# Pondering a problem--really need  some help



## GaryHibbert (Jun 25, 2019)

A friend of mine had a pig butchered--just cut up, wrapped, and frozen.  Nothing smoked.
Here's the problem.  The butcher was obviously not the brightest bulb on the tree.  He sliced up the entire belly into thick cut (1/4") slices.  Cut it up so it looks like bacon, but isn't cured or smoked.  My buddy is NOT a happy camper.  
He asked me if I could do anything with all this sliced pork to turn it into bacon.  What do you folks think about this??  (Aside from the fact that he should have just shot the butcher!!!)
I've only made one batch of bacon, using John's method ( 

 Bearcarver
 ).  The bacon turned out fantastic except for being a bit too salty, so the next time I planned to soak it for an hour before smoking.  Can I, and how can I, use John's TQ and brown sugar method on this already sliced belly?  How would I calculate the amount of TQ and the curing time?  Any guesses on soaking time?
Gary


----------



## 6GRILLZNTN (Jun 25, 2019)

I'm just spitballing here since I've never cured and smoked already sliced belly, but I wonder if you could tie it all together with butcher's twine, weigh it, and use the appropriate amount of cure.


----------



## smokerjim (Jun 25, 2019)

I don't know if I would shoot the butcher, maybe a warning shot across his bow. as for curing and smoking is there any way you could tie it together and make like a roast and maybe cure and smoke it that way. as for curing I usually use pop's brine. maybe bearcarver can help with the curing problem.


----------



## Bearcarver (Jun 25, 2019)

GaryHibbert said:


> A friend of mine had a pig butchered--just cut up, wrapped, and frozen.  Nothing smoked.
> Here's the problem.  The butcher was obviously not the brightest bulb on the tree.  He sliced up the entire belly into thick cut (1/4") slices.  Cut it up so it looks like bacon, but isn't cured or smoked.  My buddy is NOT a happy camper.
> He asked me if I could do anything with all this sliced pork to turn it into bacon.  What do you folks think about this??  (Aside from the fact that he should have just shot the butcher!!!)
> I've only made one batch of bacon, using John's method (
> ...




I would try laying it out flat in a ziplock, with the right amount of TQ & Brown Sugar, by weight. Then cure it for the right amount of days (by thickness), which won't be many, if it's not stacked very thick. Salt Fry test it to see if it needs soaking, and continue from there.
And I agree---Shoot the Butcher!

If you actually want to do this, contact me & I'll go into more detail.

Bear


----------



## smokerjim (Jun 25, 2019)

sorry about repeating the tying me and 5grill must have benn typing at the same time


----------



## smokerjim (Jun 25, 2019)

Bearcarver said:


> I would try laying it out flat in a ziplock, with the right amount of TQ & Brown Sugar, by weight. Then cure it for the right amount of days (by thickness), which won't be many, if it's not stacked very thick. Salt Fry test it to see if it needs soaking, and continue from there.
> And I agree---Shoot the Butcher!
> 
> If you actually want to do this, contact me & I'll go into more detail.
> ...


bear are you talking about the curing or shooting the butcher!


----------



## GaryHibbert (Jun 25, 2019)

5GRILLZNTN said:


> I'm just spitballing here since I've never cured and smoked already sliced belly, but I wonder if you could tie it all together with butcher's twine, weigh it, and use the appropriate amount of cure.





smokerjim said:


> I don't know if I would shoot the butcher, maybe a warning shot across his bow. as for curing and smoking is there any way you could tie it together and make like a roast and maybe cure and smoke it that way. as for curing I usually use pop's brine. maybe bearcarver can help with the curing problem.

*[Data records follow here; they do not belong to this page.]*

PR #10566, opened 2023-05-22
add packit config

evgeni:

adds support for packit (see https://community.theforeman.org/t/packit-for-foreman-get-production-rpms-from-prs/32412)

none

spin up a box
```
# dnf copr enable packit/katello-katello-<PR_NUMBER> centos-stream-8-x86_64
# dnf upgrade rubygem-katello
```
should give you a .rpm build of Katello from a PR :)

### DIFF
--- a/.packit.yaml
+++ b/.packit.yaml
@@ -25,7 +25,7 @@ actions:
     - bash -c "ls -1t ./katello-*.gem | head -n 1"
   fix-spec-file:
     - 'bash -c "sed -i \"s/Source0:.*/Source0: ${PACKIT_PROJECT_ARCHIVE}/\" rubygem-katello.spec"'
-    - bash -c 'sed -i "/global release/a%global nightly $PACKIT_RPMSPEC_RELEASE" rubygem-katello.spec'
+    - bash -c 'sed -i "/global release/a%global nightly ${PACKIT_RPMSPEC_RELEASE:1}" rubygem-katello.spec'
 
 jobs:
   - job: copr_build
--- a/.packit.yaml
+++ b/.packit.yaml
@@ -1,0 +1,43 @@
+# See the documentation for more information:
+# https://packit.dev/docs/configuration/
+
+specfile_path: rubygem-katello.spec
+
+# add or remove files that should be synced
+files_to_sync:
+    - rubygem-katello.spec
+    - .packit.yaml
+
+# name in upstream package repository or registry (e.g. in PyPI)
+upstream_package_name: katello
+# downstream (Fedora) RPM package name
+downstream_package_name: rubygem-katello
+
+upstream_tag_template: "{version}"
+
+actions:
+  post-upstream-clone:
+    - "wget https://raw.githubusercontent.com/theforeman/foreman-packaging/rpm/develop/packages/katello/rubygem-katello/rubygem-katello.spec -O rubygem-katello.spec"
+    - "sed -i '/%global prerelease/d' rubygem-katello.spec"
+  get-current-version:
+    - "sed -i 's/-master//' lib/katello/version.rb"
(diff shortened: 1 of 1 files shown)


evgeni:
seems someone (@ehelms?) gotta approve the org in Packit first -.-

evgeni:
That built, but uses a version that will "always" higher than nightly, not sure I like it

evgeni:
> That built, but uses a version that will "always" higher than nightly, not sure I like it

stupid pre-release gems, I couldn't fix it without doing almost *everything* packit does manually, so, uh, let's not :)

ehelms:
> > That built, but uses a version that will "always" higher than nightly, not sure I like it
> 
> stupid pre-release gems, I couldn't fix it without doing almost _everything_ packit does manually, so, uh, let's not :)

What is it that packit is doing that we don't have control over? As we onboard more plugins as nightly projects, we are going to see this over and over. So I am left wondering if we need a fix from Packit?

evgeni:
It's replacing the `Version` and `Release` entries, thus breaking our macro magic.

I found a way to make it stop, but then it's also not doing a few other changes to the spec file and that broke other stuff. I dan try having another look next week

.packit.yaml
```diff
@@ -0,0 +1,43 @@
...
+files_to_sync:
+    - rubygem-katello.spec
+    - .packit.yaml
+
+# name in upstream package repository or registry (e.g. in PyPI)
+upstream_package_name: katello
+# downstream (Fedora) RPM package name
+downstream_package_name: rubygem-katello
+
+upstream_tag_template: "{version}"
```
ofedoren, line 16: Since I'm also trying to add packit to some project, I've got a question: is this line necessary? I mean, by https://packit.dev/docs/configuration/#upstream_tag_template it makes more sense if the tag contains something else along the version.

evgeni: It is not. It's just part of the template (as most projects/plugins use v{version}) and it felt more natural to set it "correctly" vs dropping

lachmanfrantisek:
> What is it that packit is doing that we don't have control over? As we onboard more plugins as nightly projects, we are going to see this over and over. So I am left wondering if we need a fix from Packit?


Hello all, Packit PO here..;)

I am happy to see you are configuring Packit for more and more Foreman projects! So, let us know if there is something we can improve to make your life easier. It makes sense to make a change on our side if there is something you are fighting in every single package.

Please, either [create an issue](https://github.com/packit/packit/issues/new/choose) or we can also set up a virtual meeting to discuss this. (If you want, we can also discuss how you can get more out of Packit...)

František

evgeni:
> > > That built, but uses a version that will "always" higher than nightly, not sure I like it
> > 
> > 
> > stupid pre-release gems, I couldn't fix it without doing almost _everything_ packit does manually, so, uh, let's not :)
> 
> What is it that packit is doing that we don't have control over? As we onboard more plugins as nightly projects, we are going to see this over and over. So I am left wondering if we need a fix from Packit?

I think it now does "the right thing" when mangling around the spec file, and I've opened https://github.com/packit/packit/issues/2038 and https://github.com/packit/packit/issues/2040 to make those steps easier in the future.

ehelms:
Where does the buildroot get specified? When we switch to Copr we will have repositories that were built against RHEL and I'd imagine we'd want to do the same across Packit?

ehelms (approved):
Did not mean to close this earlier, I have a later question I posted this as it stands works and is useful so I am going to merge.

evgeni:
The `targets` is what effectively maps to buildroots/chroots. 
If I read https://packit.dev/docs/configuration/upstream/copr_build#available-copr-build-targets correctly, as long as Copr offers rhel, we can configure it.

PR #10568, opened 2023-05-23
Fixes #36425 - request backend status with a trailing slash

evgeni:

Candlepin doesn't mind either way, but Pulp really wants that slash, which results in a redirect if we request the non-slashed URL.
So this PR changes the status URL to end with a `/`

None.

Ensure `Katello::Ping` still works with Candlepin and Pulp, e.g. by calling `hammer ping`


ekohl (approved):
I noticed this too and mentioned it to @ianballou (I think on IRC). Simple fix, but does indeed save resources.

evgeni:
another optimization could be to reduce the number of requests, right now there are two (one for `pulp3`, one for `pulp3_content`, but both use the same URL, just parse different things out of it)

jeremylenz:
[test katello]

evgeni:
heh, I guess there is some more mocking/vcring to do :>

jeremylenz (approved):
LGTM! :+1: 

Thanks @evgeni

PR #10776, opened 2023-10-25
Fixes #36859 - Fix inconsistent repo publication

m-bucher:
Fix repo not having correct publication due to e.g. killed pulp-publication task.
Or rather make sure next Optimized Sync will fix this, by identifying the inconsistency.

### DIFF
--- a/app/lib/actions/pulp3/repository/save_version.rb
+++ b/app/lib/actions/pulp3/repository/save_version.rb
@@ -34,7 +34,12 @@ module Actions
               repo.update(:version_href => version_href)
             end
           else
-            output[:contents_changed] = false
+            # get publication and check if repo-version and publication match. Otherwise, contents_changed: false
+            if !repo.repository_type.pulp3_skip_publication && fetch_current_published_version_href(repo) != repo.version_href
+              output[:contents_changed] = true
+            else
+              output[:contents_changed] = false
+            end
           end
         end
 
@@ -43,6 +48,13 @@ module Actions
           repo_backend_service = repo.backend_service(SmartProxy.pulp_primary)
           repo_href = repo_backend_service.repository_reference.repository_href
           repo_backend_service.api.repositories_api.read(repo_href).latest_version_href
+        end
+
+        def fetch_current_published_version_href(repo)
+          # Fetch latest Pulp 3 repo version
+          return nil if repo.publication_href.nil?
+          repo_backend_service = repo.backend_service(SmartProxy.pulp_primary)
+          repo_backend_service.api.publications_api.read(repo.publication_href).repository_version
         end
       end
     end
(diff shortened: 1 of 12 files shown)


quba42:
> Or rather make sure next Optimized Sync will fix this, by identifying the inconsistency.

This is not actually related to optimized vs. complete sync. Both types won't repair an affected repo without this change, unless there is new content in the upstream repo being synced. If there is no new content in the upstream, both types of sync will not create a new pulp repo version (full sync will simply take longer to not create a new repo version). And in both cases Katello will not republish if there is no new repo version.

test/actions/pulp3/repository/save_versions_test.rb
```diff
@@ -81,5 +81,24 @@ def test_save_new_version_from_lookup
       assert_equal task.output[:contents_changed], true
       assert_empty task.output[:updated_repositories] - [@repo1.id, @repo2.id]
     end
+
+    def test_save_version_with_outdated_publication
```
m-bucher, line 85: Is this the correct file for the test?

I kinda doubt it, but it seemed to be the best fir without creating a new test-class  :innocent:

sbernhard:
Can you please have a look at this @jeremylenz ? Any thoughts as we think, this should fix a pretty bad bug.

jeremylenz:
Added a review card to our sprint, thanks!

quba42:
For the benefit of any potential reviewers: Note that I put fairly detailed reproducer instructions on the accompanying issue: https://projects.theforeman.org/issues/36859

test/actions/pulp3/repository/save_versions_test.rb
ianballou: Works for me!

app/lib/actions/pulp3/repository/save_version.rb
```diff
@@ -34,7 +34,12 @@ def run
               repo.update(:version_href => version_href)
             end
           else
-            output[:contents_changed] = false
+            # get publication and check if repo-version and publication match. Otherwise, contents_changed: false
+            if fetch_current_published_version_href(repo) != repo.version_href
```
ianballou, line 38: Since not all repository types have publications, this is causing `contents_changed` to be true for all syncs of those types. One example of a type without publications is the container/docker type.

I'd recommend checking if `repo.repository_type.pulp3_skip_publication` to fix the issue.

ianballou (changes requested):
Thanks for the contribution! Just one bug found:

app/lib/actions/pulp3/repository/save_version.rb
quba42: Well spotted! I did not consider there are types without publications.

m-bucher: Thanks, added a condition.

m-bucher:
katello_test

ianballou (approved):
Working for me! I tested it by editing the `publication_href` for a repository to a new one that I created. After syncing, the repository's `publication_href` was returned to normal.

PR #10780, opened 2023-10-27
Fixes #37095 - Use shared GitHub workflow to run tests

evgeni:

### DIFF
--- a/.github/workflows/ruby.yml
+++ b/.github/workflows/ruby.yml
@@ -1,0 +1,27 @@
+---
+name: CI
+
+on:
+  pull_request:
+  push:
+    branches:
+      - 'master'
+      - 'KATELLO-*'
+
+concurrency:
+  group: ${{ github.ref_name }}-${{ github.workflow }}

Thanks.  I never thought about doing it that way.
Gary


----------



## GaryHibbert (Jun 25, 2019)

Bearcarver said:


> I would try laying it out flat in a ziplock, with the right amount of TQ & Brown Sugar, by weight. Then cure it for the right amount of days (by thickness), which won't be many, if it's not stacked very thick. Salt Fry test it to see if it needs soaking, and continue from there.
> And I agree---Shoot the Butcher!
> 
> If you actually want to do this, contact me & I'll go into more detail.
> ...



Thanks John.  I had thought about that, but we're talking about a whole belly here.  I don't think I have that many ziplock bags.
What do you think about the other two responses that suggested stacking the slices up and making a large piece out of them?
Gary


----------



## smokerjim (Jun 25, 2019)

also if you know your local butcher maybe he can run it through a netter for you, you might have to break it up in 3 pieces or so. this might make it more uniform.


----------



## Mofatguy (Jun 25, 2019)

Slap it in the fry pan, salt to taste and eat! Fresh side fried like this is a treat! Just as good as bacon!


----------



## JC in GB (Jun 25, 2019)

You could try a 10% brine method.  Take the weight of the meat and add 10% of the weight in water.  Then use a standard bacon cure recipe for the weight of meat, water, and salt.  I can provide formulas or calculations for you if you wish.


----------



## pc farmer (Jun 25, 2019)

I see this posted alot.  No one really has a answer.  I agree with Bears way of bunching it up and curing.  I see JC posting the 10% cure which I use alot on my hams I cure and turn out great.  I think pops cure would work too.  BUT do you have cure #1 or can you get it?  That will determine what process you can use.


BUT, what do I know.?


----------



## gmc2003 (Jun 25, 2019)

Bearcarver said:


> And I agree---Shoot the Butcher!
> 
> If you actually want to do this, contact me & I'll go into more detail.
> 
> Bear



Wow you folks in PA really take your pig butchering seriously. 

Chris


----------



## JckDanls 07 (Jun 25, 2019)

I had the same problem once... Pop's told me just to tie them up..  So I did..  I did a really lousy job...  I was pretty disappointed with the results...  as for your last time being to salty...  I'm gonna have to say that's the results of using TQ instead of cure #1...  So I say just do the best you can and see what happens ... 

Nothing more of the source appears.